Hace unos días, el caso de Valeria Márquez, influencer asesinada mientras transmitía en vivo desde su estética, conmocionó al país. Su asesinato ha puesto sobre la mesa un tema que muchos comentan en privado, pero que pocos se atreven a expresar abiertamente: el dinero fácil, cuando se persigue a través de relaciones peligrosas, exposición constante o la entrega de la propia intimidad, puede acabar siendo una sentencia de muerte.
No es solo la historia de Valeria. Es el espejo de miles de jóvenes que hoy están dispuestas a arriesgarlo todo por proyectar una vida de riqueza, fama, lujo y un supuesto éxito. Pero en esta realidad existe un costo oculto, porque cuando se vende el cuerpo, la imagen o el tiempo al mejor postor, se asume un préstamo con una tasa desconocida. Y en este mercado, los intereses no perdonan.
El mercado ha creado una trampa perfecta sexualizando la economía. Ha convencido a miles de jovencitas de que su principal activo financiero es su cuerpo, su imagen, su juventud. Las ha convertido en marcas, en productos de alto consumo para públicos ansiosos y dispuestos a pagar. Y cuando el capital simbólico se agota, cuando dejan de ser novedad, cuando otra más joven o más bonita aparece, son descartadas, reemplazadas, olvidadas.

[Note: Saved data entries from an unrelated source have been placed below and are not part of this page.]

PR #9135, opened 2018-01-25
Documented the Twig extension priority

### LINKED ISSUE #9096: [TwigBundle] Added priority to twig extensions
See https://github.com/symfony/symfony/pull/24777.

javiereguiluz:
This fixes #9096.

### DIFF
--- a/reference/dic_tags.rst
+++ b/reference/dic_tags.rst
@@ -1038,6 +1038,12 @@ the service is auto-registered and auto-tagged. But, you can also register it ma
             App\Twig\AppExtension:
                 tags: [twig.extension]
 
+            # optionally you can define the priority of the extension (default = 0).
+            # Extensions with higher priorities are registered earlier. They are mostly
+            # useful to register late extensions that override other extensions.
+            App\Twig\AnotherExtension:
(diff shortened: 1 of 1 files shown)


rzilin (approved):

linaori (approved):
LGTM

gregurco (approved):

kkreft (approved):

Xymanek:
How will this work if the service is also auto configured?

javiereguiluz:
@Xymanek same as the other tags that allow priority. When using autoconfiguration you get a priority of `0` and can't change it.

Xymanek:
Maybe it makes sense to mention that in docs? Because someone can think that to change priority they need to add a new tag, ending up with the service being tagged twice.

javiereguiluz:
Not sure I follow you. You say *Because someone can think that to change priority they need to add a new tag* ... but that's exactly what you need to do. If you want a priority, you need to add the tag explicitly yourself.

Xymanek:
If you add a tag to auto configured service, won't that service end up with 2 `twig.extension` tags? E.g.:

- Auto configured tag with default priority
- Manual tag with custom priority

PR #9140, opened 2018-01-26
fix web_profiler full default conf

ghost:


javiereguiluz:
Good catch! In fact, this is the default value since 2.7: https://github.com/symfony/symfony/blob/2.7/src/Symfony/Bundle/WebProfilerBundle/DependencyInjection/Configuration.php so I'm going to merge this on 2.7 branch.

PR #9141, opened 2018-01-26
Update doctrine.rst

tvlooy:
my doctrine.yml had a ```charset: utf8mb4``` but my schema update generated tables with utf8. Seems like there is a separate configuration directive for the tables and this is not inherited from the database

### DIFF
--- a/reference/configuration/doctrine.rst
+++ b/reference/configuration/doctrine.rst
@@ -31,7 +31,12 @@ Full Default Configuration
                         port:                 ~
                         user:                 root
                         password:             ~
+                        # charset of the database
                         charset:              ~
+                        # charset and collation of the tables. Not inherited from database
+                        default_table_options:
+                            charset:          ~
+                            collate:          ~
                         path:                 ~
                         memory:               ~
 


reference/configuration/doctrine.rst
```diff
@@ -31,9 +31,15 @@ Full Default Configuration
...
                         password:             ~
+                        # charset of the database
                         charset:              ~
+                        # charset and collation of the tables. Not inherited from database
+                        default_table_options:
+                            charset:          ~
+                            collate:          ~
                         path:                 ~
                         memory:               ~
+
```
xabbuh: just a minor comment: this blank line should be removed (but we can do that while merging)

xabbuh (approved):

javiereguiluz (commented):
To be honest, this looks like a bug or a poor DX in DoctrineBundle. Table charset/collate should be the same as the one configured in the database ... unless you configure the table options explicitly. But maybe I'm missing something here.

xabbuh:
For the records, there is a related issues in the DoctrineBundle repo (see doctrine/DoctrineBundle#766).

javiereguiluz:
@tvlooy thanks for this nice little tip. I hope DoctrineBundle fixes it in the future and this is no longer needed. By the way, we merged this in 2.7 branch.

En el peor de los casos, asesinadas.
Muchas de estas jóvenes no son ignorantes de los riesgos que corren. Saben perfectamente que están caminando en una cuerda floja. Pero hacen sus cálculos. Analizan riesgos y beneficios. Usan su perfil de Instagram o TikTok como vitrina. Monetizan su tiempo, su intimidad y su presencia. En teoría, están emprendiendo. Pero no es una empresa sostenible. Es una economía de altísimo riesgo, sin red de seguridad, sin contratos, sin leyes que las protejan. Es economía informal llevada al extremo. Y como en toda economía informal, los más vulnerables siempre pierden.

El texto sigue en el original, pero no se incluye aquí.